— TASK OBJECTIVE —
Each line of the data that mentions the string "shouldWrapElements" needs to be identified and copied.

*** RECORDS FOR THIS EXERCISE Section Begins ***

PR #2017, opened 2017-03-17
DCOS-13209: Reduce complex logic in #wrapElement

jfurrow:
This PR refactors the `ReactUtil#wrapElements` method to be more readable. This comes from a comment in a PR: https://github.com/dcos/dcos-ui/pull/1780#discussion_r95982491

**Checklist**

### DIFF
--- a/foundation-ui/utils/ReactUtil.js
+++ b/foundation-ui/utils/ReactUtil.js
@@ -1,5 +1,18 @@
 import React from 'react';
 
+function getUnwrappedElements(elements) {
+  if (Array.isArray(elements) && elements.length === 1
+    && React.isValidElement(elements[0])) {
+    return elements[0];
+  }
+
+  return elements;
+}
+
+function shouldWrapElements(elements, alwaysWrap) {
+  return alwaysWrap || (Array.isArray(elements) && elements.length > 1);
+}
+
 const ReactUtil = {
   /**
    * Wrap React elements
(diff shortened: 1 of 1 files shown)


jfurrow:
run integration tests

MatApple:
Nice @jfurrow!

orlandohohmeier:
@MatApple why did you merged this one? Every PR must have two labels before it's ok to hit the merge button.

foundation-ui/utils/ReactUtil.js
```diff
@@ -18,16 +31,11 @@ const ReactUtil = {
...
     }
 
-    if (Array.isArray(elements) && elements.length === 1
-      && React.isValidElement(elements[0]) && !alwaysWrap) {
-      return elements[0];
-    }
-
-    if (React.isValidElement(elements) && !alwaysWrap) {
-      return elements;
+    if (shouldWrapElements(elements, alwaysWrap)) {
```
orlandohohmeier: What is the reasoning for moving the condition into a function?

foundation-ui/utils/ReactUtil.js
```diff
@@ -1,5 +1,18 @@
 import React from 'react';
 
+function getUnwrappedElements(elements) {
+  if (Array.isArray(elements) && elements.length === 1
```
orlandohohmeier: Please document this case so that it's cleat to everyone that the util simply renders single item arrays.

foundation-ui/utils/ReactUtil.js
jfurrow: We talked about this briefly in person, but I'll respond here for visibility:

I moved this to a separate function solely to help the readability of this method. I'm not married to this approach by any means, so let's discuss a better way to do this!

foundation-ui/utils/ReactUtil.js
jfurrow: Makes sense! I've done this offline, but I'll wait to push this until you and I can sync about the overall approach.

*** RECORDS FOR THIS EXERCISE Section Ends ***

— WRITTEN ANSWER —
+function shouldWrapElements(elements, alwaysWrap) {
+    if (shouldWrapElements(elements, alwaysWrap)) {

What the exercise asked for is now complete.